The dead zone in the Gulf of Mexico –
The Gulf of Mexico is an ocean basin of the Atlantic ocean and a marginal sea, largely surrounded by the North American continent. It is bounded on the northwest, northeast, north by the Gulf Coast of the U.S and on the south and southwest by the Mexican States of Quintana Roo, Yucatan, Campeche, Tabasco, Veracruz, Tamaulipas, and on the southeast by Cuba. About 300 million years ago, it took shape as a result of plate tectonics.
Melting snow and heavy rains washed huge amounts of nutrients, particularly phosphorus and nitrogen, from sewage treatment plants, lawns, farmland, and other sources along the Mississippi River into the Gulf of Mexico. Once in the Gulf, these nutrients help crop and plant growth, help algae to bloom that reduces oxygen levels in the water, and make marine life impossible to survive.

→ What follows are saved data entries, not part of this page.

PR #2033, opened 2019-12-24
Add Error check flag in io mapper

ShchchowAMD:
GLSL could detect contradictory uniform binding, but missing error reporting, even if we could now observe error message inside infosink.

Add error check when first time validate uniform binding. 
This error check flag will be used during linking time. To quickly report errors like contradictory uniform bindings.

### DIFF
--- a/glslang/MachineIndependent/iomapper.cpp
+++ b/glslang/MachineIndependent/iomapper.cpp
@@ -831,6 +831,7 @@ void TDefaultGlslIoResolver::reserverStorageSlot(TVarEntryInfo& ent, TInfoSink& 
                 if (iter->second != location) {
                     TString errorMsg = "Invalid location: " + name;
                     infoSink.info.message(EPrefixInternalError, errorMsg.c_str());
+                    hasError = true;
                 }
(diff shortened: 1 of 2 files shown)


glslang/MachineIndependent/iomapper.cpp
```diff
@@ -884,6 +884,7 @@ void TDefaultGlslIoResolver::reserverResourceSlot(TVarEntryInfo& ent, TInfoSink&
             if (iter->second != binding) {
                 TString errorMsg = "Invalid binding: " + name;
                 infoSink.info.message(EPrefixInternalError, errorMsg.c_str());
+                hasError = true;
```
johnkslang: I see three places using `EPrefixInternalError` that are not setting an error flag, all seem to be in the same class, `TDefaultGlslIoResolver`.  Should this be used in all three places?

ShchchowAMD: Thanks for reminding.
Other two checks for TDefaultGlslIoResolver has been added, please have a check.

PR #2034, opened 2019-12-24
Add implementation dependent limit for uniform buffer bindings

ShchchowAMD:
GLSL could correctly check uniform bindings for atomic counter and samplers. But failing to check binding limit for uniform block.

As other two cases use built-in MAX variables for checking and to provide to users to fetch and check, a new limit variable for uniform block could be used for limit checking and also shader coding usage.

GLSL doesn't have a built-in level variable for this, so we don't set it as a built-in, but an implementation dependent limit.

PS. uniform buffer bindings is an implementation dependent value, introduced in OpenGL Spec but not from glslang spec. We just want to use this macro to report limit error during compilation, otherwise any wired bindings (like 10k) could pass compilation and lead to unexpected errors.


ShchchowAMD:
Move to other CLS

According to NOAA, the dead zone costs the U.S. tourism and seafood industries $82 million a year. The impact could be highly damaging to the Gulf’s seafood industry. This seafood industry accounts for 40% of the nation’s seafood. Commercial species and fish usually move out to sea to avoid the dead zone, and because of this, fishers are forced to travel farther from land. They have to spend more money and time getting their catches, which adds stress to the industry, which is already affected by oil spills and hurricanes. The species that cannot move or move fast die out, giving the area the dead zone.

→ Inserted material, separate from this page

Issue #1951, opened 2019-10-28
How to use glslang with C compiler?


sasmaster:
I read in the documentation that ShaderLang.h contains both C and C++ APIs. But I also see that C++ part of the header is not guarded against C compiler. So my C program spits tons of errors for all the .cpp API related syntax. Does it mean one can't use glslang with pure C compiler? Otherwise what do you suggest to do? Delete the CPP part from the header?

The dead zone in the Oregon Coast –
U.S. Route 101 is a major north-south U.S. Highway in Oregon that is along the coastline near the pacific ocean runs through the state. It runs from the south of Brooking from the California border on the Columbia River to the Washington State Line between Washington, Megler, Oregon, Astoria. US 101 is appointed as the Oregon Coast Highway No. 9 as it serves the Oregon Coast.
According to the research done in 2009, scientists say a fundamentally new trend in the ocean and atmospheric circulation patterns in the Pacific Northwest has begun and is expanding its scope beyond Oregon waters. On the Oregon Coast, there have been reported dead crabs. At 180 feet, some dissolved oxygen levels had been measured was as low as 0.55 milliliters per liter, and areas as shallow as 45 feet had been measured at 1 milliliter per liter. These oxygen levels were many times lower than normal. There was a huge pool of low-oxygen water with values as low as 0.46 milliliters per liter off the central Oregon coasts.